• [Goal of the exercise] When you transcribe the records that follow, reproduce each line exactly as given.

[Opening Source information section]

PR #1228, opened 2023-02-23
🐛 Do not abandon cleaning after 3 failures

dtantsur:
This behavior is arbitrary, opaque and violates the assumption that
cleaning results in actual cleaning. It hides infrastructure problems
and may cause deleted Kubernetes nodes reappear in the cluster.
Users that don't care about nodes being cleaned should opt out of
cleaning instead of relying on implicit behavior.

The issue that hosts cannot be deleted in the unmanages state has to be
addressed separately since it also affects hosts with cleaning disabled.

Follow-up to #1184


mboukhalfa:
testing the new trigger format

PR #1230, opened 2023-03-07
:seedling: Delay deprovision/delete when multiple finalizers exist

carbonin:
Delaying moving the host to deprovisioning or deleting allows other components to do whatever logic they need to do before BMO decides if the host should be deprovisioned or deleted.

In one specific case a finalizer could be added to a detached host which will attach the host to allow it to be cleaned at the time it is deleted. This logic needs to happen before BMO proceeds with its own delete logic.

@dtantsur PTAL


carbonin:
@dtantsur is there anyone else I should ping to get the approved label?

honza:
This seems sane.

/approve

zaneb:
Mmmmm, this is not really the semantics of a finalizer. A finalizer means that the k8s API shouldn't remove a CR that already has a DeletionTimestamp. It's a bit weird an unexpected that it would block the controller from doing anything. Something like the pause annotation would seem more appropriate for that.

[Closing Source information section]

• [Task result]
PR #1228, opened 2023-02-23
🐛 Do not abandon cleaning after 3 failures

dtantsur:
This behavior is arbitrary, opaque and violates the assumption that
cleaning results in actual cleaning. It hides infrastructure problems
and may cause deleted Kubernetes nodes reappear in the cluster.
Users that don't care about nodes being cleaned should opt out of
cleaning instead of relying on implicit behavior.

The issue that hosts cannot be deleted in the unmanages state has to be
addressed separately since it also affects hosts with cleaning disabled.

Follow-up to #1184


mboukhalfa:
testing the new trigger format

PR #1230, opened 2023-03-07
:seedling: Delay deprovision/delete when multiple finalizers exist

carbonin:
Delaying moving the host to deprovisioning or deleting allows other components to do whatever logic they need to do before BMO decides if the host should be deprovisioned or deleted.

In one specific case a finalizer could be added to a detached host which will attach the host to allow it to be cleaned at the time it is deleted. This logic needs to happen before BMO proceeds with its own delete logic.

@dtantsur PTAL


carbonin:
@dtantsur is there anyone else I should ping to get the approved label?

honza:
This seems sane.

/approve

zaneb:
Mmmmm, this is not really the semantics of a finalizer. A finalizer means that the k8s API shouldn't remove a CR that already has a DeletionTimestamp. It's a bit weird an unexpected that it would block the controller from doing anything. Something like the pause annotation would seem more appropriate for that.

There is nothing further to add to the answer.